A Giant Lookup Table

Yeah, my solution is really that boring, unfortunately. I noticed that there are quite a few solutions floating around GitHub specifically for node.js, which implement diacritics removers using a lookup table. We can use this as a starting point to generate a giant switch-case for C++ (just iterate through the table and console.log() the cases). Another interesting thing I noticed is that all the accented characters I cared about have code points that are represented by no less and no greater than 16 bits. So we have a pretty elegant solution:

For each UTF-8 character in an std::string, check if it has a continuation mark indicating 2 bytes;
If it does, use std::codecvt_utf8_utf16<wchar_t> to convert it to a single UTF-16 word;
If it’s a combining diacritic (decomposed format) (U+0300 -> U+036F ), skip it;
Otherwise, replace it with the value returned by our lookup table.

The downside to this solution is that it assumes that the lookup table is complete and there aren’t any cases missing.

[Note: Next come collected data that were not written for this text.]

PR #4573, opened 2025-02-04
docs(security): Add the default Dfinity security policy

bitdivine:
# Motivation
Dfinity has developed a default security policy for GitHub repositories.

# Changes
- Add the SECURITY.md from the security template: https://github.com/dfinity/security-policy-template/blob/main/SECURITY.md

# Tests
N/A


AntonioVentilii (approved):
Tks!

PR #5370, opened 2025-03-20
fix(frontend): Solana fees are set only if user is payer

AntonioVentilii:
# Motivation

According to [Solana documentation](https://solana.com/docs/core/fees#base-transaction-fee), the first signer is the fee payer. So we set the fee in a `SolTransactionUi` only if the user is the fee payer.

# Changes

- Create small function to extract the fee payer from `accountKeys`: it filters all the signers and returns the first.
- Use the fee payer to set the fee prop in `fetchSolTransactionsForSignature`.

# Tests

Current tests are sufficient and works.

### DIFF
--- a/src/frontend/src/sol/services/sol-transactions.services.ts
+++ b/src/frontend/src/sol/services/sol-transactions.services.ts
@@ -15,6 +15,7 @@ import {
 import { SolanaNetworks, type SolanaNetworkType } from '$sol/types/network';
 import type { GetSolTransactionsParams } from '$sol/types/sol-api';
 import type {
+	ParsedAccount,
 	SolMappedTransaction,
 	SolSignature,
 	SolTransactionUi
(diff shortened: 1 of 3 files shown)


src/frontend/src/sol/services/sol-transactions.services.ts
```diff
@@ -52,12 +58,14 @@ export const fetchSolTransactionsForSignature = async ({
...
 		confirmationStatus: status,
 		transaction: {
-			message: { instructions }
+			message: { instructions, accountKeys }
 		},
 		meta
 	} = transactionDetail;
 
 	const { fee } = meta ?? {};
+	const { pubkey: feePayer } = extractFeePayer([...(accountKeys ?? [])]) ?? {};
```
DenysKarmazynDFINITY, line 67: nitpick: it can be a bit simplified:
```
const { pubkey: feePayer } = extractFeePayer(accountKeys ?? []) ?? {};
```

DenysKarmazynDFINITY (approved):
LGTM, thanks

src/frontend/src/sol/services/sol-transactions.services.ts
AntonioVentilii: I actually tried it, but since accountKeys is ReadOnly, I cannot pass it freely, i need to deconstruct it to make it mutable

DenysKarmazynDFINITY: got it, thanks for the info

PR #5371, opened 2025-03-21
feat(frontend): explicit type of method getTransaction of Solana RPC

AntonioVentilii:
# Motivation

We want to have a more explicit type for the getTransaction method of Solana RPC.

However, according to [Solana dev forum](https://solana.stackexchange.com/questions/17643/how-to-infer-or-find-basic-types-for-return-values-in-solana-web3-js-v2-library/17673#17673), exporting ‘result types’ from `@solana/kit` is impractical, because the RPC is fluid to the point where its result types change depending on the particular inputs to the calls themselves.

So, we must first create a sub-function and extract the type from there, in a more fluid way.

# Changes

- Create function that just wraps the `getTransaction` method of the Solana RPC.
- Extract the type for such type.
- Use it in the code.

# Tests

Adapted a few mock, the rest is sufficient.

### DIFF
--- a/src/frontend/src/sol/api/solana.api.ts
+++ b/src/frontend/src/sol/api/solana.api.ts
@@ -90,7 +90,7 @@ export const fetchSignatures = async ({
 	return await fetchSignaturesBatch(before);
 };
 
-export const getTransactionFromSolanaRpc = async ({
+export const getRpcTransaction = async ({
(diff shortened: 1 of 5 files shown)


DenysKarmazynDFINITY (approved):
LGTM, thanks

But the good news is we get a fast converter that can live in a single .cpp file. As pedestrian as the solution was, it forced me to finally learn about how Unicode works, and honestly even then it seems to just be scratching the surface. Encoding characters, like handling dates and times, is one of those things in programming that seems simple, yet proceeds to lead you down a very deep rabbit hole.